[Dataset records]
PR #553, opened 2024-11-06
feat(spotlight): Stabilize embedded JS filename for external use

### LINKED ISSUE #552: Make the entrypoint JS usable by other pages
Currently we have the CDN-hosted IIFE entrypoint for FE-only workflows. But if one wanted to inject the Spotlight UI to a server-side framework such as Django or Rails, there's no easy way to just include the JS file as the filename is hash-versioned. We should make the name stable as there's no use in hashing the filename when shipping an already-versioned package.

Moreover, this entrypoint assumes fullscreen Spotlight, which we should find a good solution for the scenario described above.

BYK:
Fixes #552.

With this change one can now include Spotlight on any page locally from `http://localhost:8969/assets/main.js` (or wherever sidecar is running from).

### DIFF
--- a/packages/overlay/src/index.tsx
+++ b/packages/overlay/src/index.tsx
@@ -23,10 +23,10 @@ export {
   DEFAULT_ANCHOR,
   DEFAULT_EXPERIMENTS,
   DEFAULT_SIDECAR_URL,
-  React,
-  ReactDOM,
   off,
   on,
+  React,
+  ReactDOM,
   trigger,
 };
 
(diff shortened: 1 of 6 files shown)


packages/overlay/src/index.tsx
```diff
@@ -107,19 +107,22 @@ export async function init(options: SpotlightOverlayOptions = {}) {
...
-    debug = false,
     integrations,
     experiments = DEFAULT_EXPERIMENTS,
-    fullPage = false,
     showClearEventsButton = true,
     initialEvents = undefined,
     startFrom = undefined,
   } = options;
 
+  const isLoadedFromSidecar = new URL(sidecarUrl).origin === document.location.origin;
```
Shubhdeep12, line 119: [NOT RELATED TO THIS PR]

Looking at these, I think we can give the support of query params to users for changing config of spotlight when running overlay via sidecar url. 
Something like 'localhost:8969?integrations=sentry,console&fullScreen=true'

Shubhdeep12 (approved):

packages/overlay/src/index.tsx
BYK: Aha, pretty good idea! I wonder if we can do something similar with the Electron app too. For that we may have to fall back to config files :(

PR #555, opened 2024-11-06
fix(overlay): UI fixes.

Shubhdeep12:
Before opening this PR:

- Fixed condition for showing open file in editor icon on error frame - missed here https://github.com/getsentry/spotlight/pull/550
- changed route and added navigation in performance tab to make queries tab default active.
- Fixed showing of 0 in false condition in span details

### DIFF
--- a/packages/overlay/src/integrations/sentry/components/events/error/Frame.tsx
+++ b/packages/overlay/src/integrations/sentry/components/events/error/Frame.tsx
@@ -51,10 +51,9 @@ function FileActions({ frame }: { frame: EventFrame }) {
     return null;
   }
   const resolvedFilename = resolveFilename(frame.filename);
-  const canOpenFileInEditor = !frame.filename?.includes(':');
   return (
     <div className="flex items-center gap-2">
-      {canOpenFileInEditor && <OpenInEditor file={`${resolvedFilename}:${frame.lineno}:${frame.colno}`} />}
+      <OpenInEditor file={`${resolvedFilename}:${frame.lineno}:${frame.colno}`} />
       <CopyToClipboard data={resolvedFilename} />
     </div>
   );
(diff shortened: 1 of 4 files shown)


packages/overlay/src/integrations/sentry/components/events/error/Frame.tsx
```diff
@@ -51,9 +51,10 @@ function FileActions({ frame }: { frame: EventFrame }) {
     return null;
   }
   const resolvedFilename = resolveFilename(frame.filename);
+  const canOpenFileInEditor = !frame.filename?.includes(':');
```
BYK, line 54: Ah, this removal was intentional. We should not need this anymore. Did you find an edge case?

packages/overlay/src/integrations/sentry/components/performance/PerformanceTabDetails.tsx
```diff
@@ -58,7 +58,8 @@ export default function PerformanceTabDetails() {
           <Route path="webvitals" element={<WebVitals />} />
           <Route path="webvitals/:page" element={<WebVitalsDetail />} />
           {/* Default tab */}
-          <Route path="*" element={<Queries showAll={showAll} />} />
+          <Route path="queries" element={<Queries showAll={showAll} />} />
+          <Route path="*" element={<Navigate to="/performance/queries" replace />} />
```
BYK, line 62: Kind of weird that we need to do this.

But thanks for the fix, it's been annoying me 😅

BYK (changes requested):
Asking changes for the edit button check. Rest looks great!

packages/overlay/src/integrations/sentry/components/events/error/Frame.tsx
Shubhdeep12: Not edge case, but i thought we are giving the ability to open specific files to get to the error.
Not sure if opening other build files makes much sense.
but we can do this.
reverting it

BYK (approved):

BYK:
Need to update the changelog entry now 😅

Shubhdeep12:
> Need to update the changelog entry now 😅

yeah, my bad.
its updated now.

- **WHAT IS EXPECTED**
Identify all lines in the records above with the word "integrations".

- **THE ANSWER**
     integrations,
Something like 'localhost:8969?integrations=sentry,console&fullScreen=true'
--- a/packages/overlay/src/integrations/sentry/components/events/error/Frame.tsx
+++ b/packages/overlay/src/integrations/sentry/components/events/error/Frame.tsx
packages/overlay/src/integrations/sentry/components/events/error/Frame.tsx
packages/overlay/src/integrations/sentry/components/performance/PerformanceTabDetails.tsx
packages/overlay/src/integrations/sentry/components/events/error/Frame.tsx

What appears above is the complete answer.